John Danowski

Current position
- Title: Head coach
- Team: Duke University
- Record: 495–230

Biographical details
- Born: March 12, 1954 (age 72) Bronxville, New York

Playing career
- 1973–1976: Rutgers

Coaching career (HC unless noted)
- 1982: C.W. Post (asst.)
- 1983–1985: C.W. Post
- 1986–2006: Hofstra
- 2007–present: Duke

Accomplishments and honors

Championships
- 3 NCAA Division I (2010, 2013, 2014);

Awards
- 3× F. Morris Touchstone Award (1993, 2010, 2013);

= John Danowski =

American lacrosse coach (born 1954)

John Danowski (born March 12, 1954) is an American college lacrosse coach who has been the head coach of the Duke Blue Devils men's lacrosse team since the 2007 season. Previously, he had spent 21 seasons as the head coach at Hofstra. Danowski coached Duke to the National Collegiate Athletic Association (NCAA) Men's Lacrosse Championship in 2010, 2013, and 2014, and appearances in the national championship game in 2007, 2018, and 2023. He is a three-time winner of the F. Morris Touchstone Award as the NCAA men's lacrosse coach of the year, earning the honor in 1993, 2010, and 2013. One of nine coaches to lead three NCAA Division I championship teams, Danowski has won more games than any other Division I lacrosse coach. In addition, he is the head coach of the United States men's national lacrosse team, which he led to the gold medal at the 2018 World Lacrosse Championship.

==Early life and college==
Born in Bronxville, New York, Danowski attended East Meadow High School and played lacrosse from 1969 to 1972, helping his team win the county championship twice. He went to Rutgers University and played for the school's men's lacrosse team for four seasons, from 1973 to 1976. He led the team in assists three times and, as of 2011, is Rutgers' record-holder for assists in a season, having assisted on 54 goals during the 1973 season. That year, Danowski also set the team record with 13 assists in a game against Penn State, and in 1974 he compiled a school-record 14 points in a game. Danowski graduated from Rutgers in 1976, and gained a master's degree in 1978 at C.W. Post.

==Coaching career==

===C.W. Post===
In 1982, C.W. Post hired Danowski as an assistant coach for its men's lacrosse team, under Tony Seaman.
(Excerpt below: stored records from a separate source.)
PR #13, opened 2015-11-16
Allow logut via XScreenSaver new login button

matthew-mcallister:
If anyone strongly thinks this is a bad idea, the button can be disabled instead.

### DIFF
--- a/modules/ocf_desktop/manifests/xsession.pp
+++ b/modules/ocf_desktop/manifests/xsession.pp
@@ -40,7 +40,10 @@ class ocf_desktop::xsession ($staff = false) {
       purge   => true,
       force   => true,
       backup  => false,
-      source  => 'puppet:///modules/ocf_desktop/xsession/xsessions'
+      source  => 'puppet:///modules/ocf_desktop/xsession/xsessions';
+    # application default settings
+    '/etc/X11/Xresources/x11-ocf':
+      source => 'puppet:///modules/ocf_desktop/xsession/x11-ocf';
   }
 
   # wallpaper symlink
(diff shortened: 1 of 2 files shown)


modules/ocf_desktop/manifests/xsession.pp
```diff
@@ -40,7 +40,10 @@
       purge   => true,
       force   => true,
       backup  => false,
-      source  => 'puppet:///modules/ocf_desktop/xsession/xsessions'
+      source  => 'puppet:///modules/ocf_desktop/xsession/xsessions';
+    # application default settings
+    '/etc/X11/Xresources/x11-ocf':
+      source => 'puppet:///modules/ocf_desktop/xsession/x11-ocf';
```
chriskuehl: if there's only one line maybe just use `content => "XScreenSaver*newLoginCommand:	xfce4-session-logout\n"` rather than adding an entire file. your call.

chriskuehl:
I'm not totally crazy about this, I don't really want some non-staff clicking the button and logging me out from the staff computer (since they won't necessarily realize it's the staff computer, they just want to print).

The code looks fine to me though if others are in favor of it.

modules/ocf_desktop/manifests/xsession.pp
matthew-mcallister: Do you think anything else will ever go in this file?

chriskuehl: maybe. I'm okay with leaving it as-is.

you should probably remove the extra newline at the end though

matthew-mcallister:
I'll close this and make a new commit to disable the button instead if no one wants to argue in favor.

matthew-mcallister:
Disabled it in https://github.com/ocf/puppet/commit/5062b1318ebd08d9d5d369945ad311c442bcb2fc.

The following year, he was promoted to head coach. Danowski spent three seasons as head coach for C.W. Post, compiling a 27–16 win–loss record.

===Hofstra===
Danowski became the head coach at Hofstra before the 1986 season. In the year before Danowski joined the school, the team had a 3–11 record. Hofstra improved under Danowski, and by 1988 the team had reached the top 15 in national polls. That year, Hofstra earned the East Coast Conference championship, and added another in 1989. In 1993, Hofstra reached the NCAA Tournament for the first time in 15 seasons, defeating three teams ranked in the top 10 during the season. Hofstra won its first-ever NCAA Tournament game before losing to Syracuse in the quarterfinals. Danowski was honored as coach of the year in the NCAA's Division I.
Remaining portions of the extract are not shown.